Task brief
Pull every line containing "passes" out of the material below.

Data listing
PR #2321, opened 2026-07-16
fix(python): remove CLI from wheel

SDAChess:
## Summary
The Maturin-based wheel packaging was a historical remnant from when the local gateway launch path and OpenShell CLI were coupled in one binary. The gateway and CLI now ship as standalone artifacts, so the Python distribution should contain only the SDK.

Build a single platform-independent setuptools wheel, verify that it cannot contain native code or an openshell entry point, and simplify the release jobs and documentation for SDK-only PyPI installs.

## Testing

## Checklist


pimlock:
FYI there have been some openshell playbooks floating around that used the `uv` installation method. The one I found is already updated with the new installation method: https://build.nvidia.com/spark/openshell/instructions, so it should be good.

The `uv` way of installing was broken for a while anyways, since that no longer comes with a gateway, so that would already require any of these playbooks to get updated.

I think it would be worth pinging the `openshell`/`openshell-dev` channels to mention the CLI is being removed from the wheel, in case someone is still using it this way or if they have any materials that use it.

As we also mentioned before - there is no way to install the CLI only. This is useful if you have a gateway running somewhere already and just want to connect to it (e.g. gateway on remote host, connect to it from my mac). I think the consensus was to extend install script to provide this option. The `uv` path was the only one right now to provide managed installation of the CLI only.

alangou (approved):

--

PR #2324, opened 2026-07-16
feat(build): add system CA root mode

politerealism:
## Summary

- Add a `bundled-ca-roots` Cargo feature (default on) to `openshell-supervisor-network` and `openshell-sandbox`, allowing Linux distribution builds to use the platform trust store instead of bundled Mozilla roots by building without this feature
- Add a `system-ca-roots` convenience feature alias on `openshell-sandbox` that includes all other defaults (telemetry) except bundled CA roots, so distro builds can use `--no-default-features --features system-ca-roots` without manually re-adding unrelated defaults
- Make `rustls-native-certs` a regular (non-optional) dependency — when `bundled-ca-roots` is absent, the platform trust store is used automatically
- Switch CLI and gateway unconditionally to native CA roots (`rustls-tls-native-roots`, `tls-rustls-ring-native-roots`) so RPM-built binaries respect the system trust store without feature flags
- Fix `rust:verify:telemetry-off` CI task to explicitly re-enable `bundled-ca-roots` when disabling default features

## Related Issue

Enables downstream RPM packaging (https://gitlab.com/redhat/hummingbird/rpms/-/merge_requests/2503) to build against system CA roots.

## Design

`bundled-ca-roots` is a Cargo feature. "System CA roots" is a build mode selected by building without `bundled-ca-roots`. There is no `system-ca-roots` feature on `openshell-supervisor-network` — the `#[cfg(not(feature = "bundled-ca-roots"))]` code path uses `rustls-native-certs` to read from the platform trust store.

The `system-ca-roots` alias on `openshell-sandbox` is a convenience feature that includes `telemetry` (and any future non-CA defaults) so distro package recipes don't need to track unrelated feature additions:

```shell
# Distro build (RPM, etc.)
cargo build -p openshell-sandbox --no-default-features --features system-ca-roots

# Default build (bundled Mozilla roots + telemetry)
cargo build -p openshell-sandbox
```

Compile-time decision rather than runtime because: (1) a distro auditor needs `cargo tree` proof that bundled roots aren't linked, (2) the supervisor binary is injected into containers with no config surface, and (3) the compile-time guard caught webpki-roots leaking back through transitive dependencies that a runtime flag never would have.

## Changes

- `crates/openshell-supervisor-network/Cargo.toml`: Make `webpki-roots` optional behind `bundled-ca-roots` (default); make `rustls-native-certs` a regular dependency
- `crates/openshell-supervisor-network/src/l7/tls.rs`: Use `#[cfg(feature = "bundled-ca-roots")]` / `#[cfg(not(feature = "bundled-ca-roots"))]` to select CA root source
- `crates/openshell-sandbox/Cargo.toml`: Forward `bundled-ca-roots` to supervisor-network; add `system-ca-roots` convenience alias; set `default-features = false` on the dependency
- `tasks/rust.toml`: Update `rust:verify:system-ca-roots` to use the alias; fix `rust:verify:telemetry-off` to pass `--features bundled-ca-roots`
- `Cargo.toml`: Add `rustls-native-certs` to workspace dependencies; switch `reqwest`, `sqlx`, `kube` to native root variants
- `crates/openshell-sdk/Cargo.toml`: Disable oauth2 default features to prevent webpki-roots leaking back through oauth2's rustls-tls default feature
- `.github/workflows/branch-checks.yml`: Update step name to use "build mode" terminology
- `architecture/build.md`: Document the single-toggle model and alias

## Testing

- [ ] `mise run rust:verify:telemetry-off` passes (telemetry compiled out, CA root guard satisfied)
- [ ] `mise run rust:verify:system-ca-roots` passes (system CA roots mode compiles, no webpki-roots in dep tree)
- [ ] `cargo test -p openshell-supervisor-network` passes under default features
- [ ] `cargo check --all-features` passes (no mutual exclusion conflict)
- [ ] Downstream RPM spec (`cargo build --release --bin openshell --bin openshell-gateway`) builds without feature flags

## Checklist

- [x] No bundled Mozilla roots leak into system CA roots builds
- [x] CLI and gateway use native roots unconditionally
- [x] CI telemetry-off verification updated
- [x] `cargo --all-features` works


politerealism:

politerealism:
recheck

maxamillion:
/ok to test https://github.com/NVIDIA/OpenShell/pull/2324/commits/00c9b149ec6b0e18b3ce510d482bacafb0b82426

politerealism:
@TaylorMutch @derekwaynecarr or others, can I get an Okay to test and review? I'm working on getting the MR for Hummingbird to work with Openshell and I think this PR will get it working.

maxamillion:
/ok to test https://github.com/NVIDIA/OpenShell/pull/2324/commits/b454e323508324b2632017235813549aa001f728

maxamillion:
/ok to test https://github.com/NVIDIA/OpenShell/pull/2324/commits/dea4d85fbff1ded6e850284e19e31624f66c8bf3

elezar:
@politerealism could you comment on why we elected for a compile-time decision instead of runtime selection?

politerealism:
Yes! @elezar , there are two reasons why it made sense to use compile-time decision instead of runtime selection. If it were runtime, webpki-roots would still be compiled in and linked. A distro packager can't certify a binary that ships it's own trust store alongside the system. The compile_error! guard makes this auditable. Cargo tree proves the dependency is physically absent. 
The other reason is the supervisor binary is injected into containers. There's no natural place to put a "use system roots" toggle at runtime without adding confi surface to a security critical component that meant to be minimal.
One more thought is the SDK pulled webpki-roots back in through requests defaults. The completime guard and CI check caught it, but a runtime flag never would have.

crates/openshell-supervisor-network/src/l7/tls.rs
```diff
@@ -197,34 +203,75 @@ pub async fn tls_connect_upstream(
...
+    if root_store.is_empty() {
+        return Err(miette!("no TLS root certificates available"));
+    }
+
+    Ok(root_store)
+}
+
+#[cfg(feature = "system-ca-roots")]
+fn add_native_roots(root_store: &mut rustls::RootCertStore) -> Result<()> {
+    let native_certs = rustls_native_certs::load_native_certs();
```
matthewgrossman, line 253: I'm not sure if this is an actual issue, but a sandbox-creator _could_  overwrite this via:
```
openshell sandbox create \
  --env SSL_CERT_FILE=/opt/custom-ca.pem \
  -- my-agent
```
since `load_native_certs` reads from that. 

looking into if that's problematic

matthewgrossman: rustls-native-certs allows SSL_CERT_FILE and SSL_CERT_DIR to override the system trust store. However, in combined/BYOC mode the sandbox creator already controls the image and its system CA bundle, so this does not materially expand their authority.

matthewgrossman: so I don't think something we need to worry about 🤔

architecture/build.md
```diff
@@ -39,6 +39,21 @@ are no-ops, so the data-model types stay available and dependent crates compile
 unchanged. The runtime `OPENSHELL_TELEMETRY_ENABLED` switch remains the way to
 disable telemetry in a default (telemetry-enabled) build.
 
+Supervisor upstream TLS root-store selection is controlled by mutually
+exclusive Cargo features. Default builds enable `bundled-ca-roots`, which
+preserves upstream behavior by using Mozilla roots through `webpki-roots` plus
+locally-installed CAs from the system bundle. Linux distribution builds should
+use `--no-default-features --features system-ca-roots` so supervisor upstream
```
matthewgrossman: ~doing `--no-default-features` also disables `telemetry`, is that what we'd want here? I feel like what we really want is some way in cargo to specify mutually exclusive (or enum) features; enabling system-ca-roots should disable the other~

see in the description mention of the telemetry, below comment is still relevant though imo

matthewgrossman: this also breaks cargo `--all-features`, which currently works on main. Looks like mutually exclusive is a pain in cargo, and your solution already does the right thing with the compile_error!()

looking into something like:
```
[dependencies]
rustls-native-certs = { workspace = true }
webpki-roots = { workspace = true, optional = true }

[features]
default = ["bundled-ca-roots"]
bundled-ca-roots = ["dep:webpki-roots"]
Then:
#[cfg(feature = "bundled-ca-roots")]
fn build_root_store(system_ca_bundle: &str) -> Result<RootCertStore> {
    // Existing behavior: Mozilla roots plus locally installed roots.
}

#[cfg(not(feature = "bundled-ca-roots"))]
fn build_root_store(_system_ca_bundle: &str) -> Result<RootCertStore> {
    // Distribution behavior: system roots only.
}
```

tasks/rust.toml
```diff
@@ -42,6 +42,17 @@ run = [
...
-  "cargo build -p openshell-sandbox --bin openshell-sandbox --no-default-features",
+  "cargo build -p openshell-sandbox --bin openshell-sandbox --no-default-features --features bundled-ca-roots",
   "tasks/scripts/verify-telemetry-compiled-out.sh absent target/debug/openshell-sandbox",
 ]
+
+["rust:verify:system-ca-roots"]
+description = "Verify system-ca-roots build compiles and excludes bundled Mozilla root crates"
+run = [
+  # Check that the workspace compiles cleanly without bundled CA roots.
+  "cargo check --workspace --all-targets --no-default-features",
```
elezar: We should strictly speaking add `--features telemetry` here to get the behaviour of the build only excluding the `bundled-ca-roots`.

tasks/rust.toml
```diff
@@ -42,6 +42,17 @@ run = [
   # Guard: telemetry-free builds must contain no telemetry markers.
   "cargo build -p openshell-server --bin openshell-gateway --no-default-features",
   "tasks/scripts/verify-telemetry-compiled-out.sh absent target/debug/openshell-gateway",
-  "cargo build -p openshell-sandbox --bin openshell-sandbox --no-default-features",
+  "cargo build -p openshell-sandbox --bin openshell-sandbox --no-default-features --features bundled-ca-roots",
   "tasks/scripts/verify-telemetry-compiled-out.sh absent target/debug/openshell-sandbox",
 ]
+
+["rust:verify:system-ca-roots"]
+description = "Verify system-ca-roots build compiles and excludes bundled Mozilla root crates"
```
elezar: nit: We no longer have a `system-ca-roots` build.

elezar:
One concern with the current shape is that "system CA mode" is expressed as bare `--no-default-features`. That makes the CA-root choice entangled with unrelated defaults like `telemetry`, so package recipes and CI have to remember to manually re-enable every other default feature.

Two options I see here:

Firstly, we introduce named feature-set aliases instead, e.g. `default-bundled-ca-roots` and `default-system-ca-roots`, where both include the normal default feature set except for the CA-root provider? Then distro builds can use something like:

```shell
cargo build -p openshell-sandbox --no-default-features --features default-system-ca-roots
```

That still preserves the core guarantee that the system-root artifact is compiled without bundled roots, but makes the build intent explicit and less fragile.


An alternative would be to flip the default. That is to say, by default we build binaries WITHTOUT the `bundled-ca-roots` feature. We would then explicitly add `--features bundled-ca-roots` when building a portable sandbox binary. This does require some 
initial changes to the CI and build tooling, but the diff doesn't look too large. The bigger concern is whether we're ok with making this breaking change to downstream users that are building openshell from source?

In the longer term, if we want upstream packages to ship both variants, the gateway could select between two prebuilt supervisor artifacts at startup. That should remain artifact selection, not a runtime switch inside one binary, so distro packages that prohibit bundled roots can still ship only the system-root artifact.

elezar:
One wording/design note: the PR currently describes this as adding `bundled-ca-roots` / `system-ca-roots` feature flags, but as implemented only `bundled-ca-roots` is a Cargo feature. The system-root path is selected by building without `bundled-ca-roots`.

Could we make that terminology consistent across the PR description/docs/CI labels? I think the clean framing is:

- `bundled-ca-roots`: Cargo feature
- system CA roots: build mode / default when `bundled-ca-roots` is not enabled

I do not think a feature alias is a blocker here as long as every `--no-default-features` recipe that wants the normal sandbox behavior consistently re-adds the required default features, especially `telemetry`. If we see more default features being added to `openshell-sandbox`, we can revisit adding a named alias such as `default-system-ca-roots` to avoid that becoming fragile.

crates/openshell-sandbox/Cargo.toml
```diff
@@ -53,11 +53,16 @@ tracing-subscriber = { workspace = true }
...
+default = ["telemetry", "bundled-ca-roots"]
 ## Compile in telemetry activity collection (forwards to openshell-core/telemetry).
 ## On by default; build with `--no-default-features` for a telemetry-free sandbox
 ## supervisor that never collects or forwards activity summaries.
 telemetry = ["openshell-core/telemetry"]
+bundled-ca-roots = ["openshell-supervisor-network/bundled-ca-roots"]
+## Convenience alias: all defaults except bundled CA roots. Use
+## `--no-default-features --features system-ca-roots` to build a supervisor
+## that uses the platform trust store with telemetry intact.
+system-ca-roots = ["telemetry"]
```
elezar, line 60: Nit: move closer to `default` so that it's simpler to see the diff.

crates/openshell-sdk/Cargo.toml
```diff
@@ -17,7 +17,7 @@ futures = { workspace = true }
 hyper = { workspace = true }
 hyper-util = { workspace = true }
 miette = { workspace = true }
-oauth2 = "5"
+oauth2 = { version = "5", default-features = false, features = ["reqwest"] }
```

Result for this task
- [ ] `mise run rust:verify:telemetry-off` passes (telemetry compiled out, CA root guard satisfied)
- [ ] `mise run rust:verify:system-ca-roots` passes (system CA roots mode compiles, no webpki-roots in dep tree)
- [ ] `cargo test -p openshell-supervisor-network` passes under default features
- [ ] `cargo check --all-features` passes (no mutual exclusion conflict)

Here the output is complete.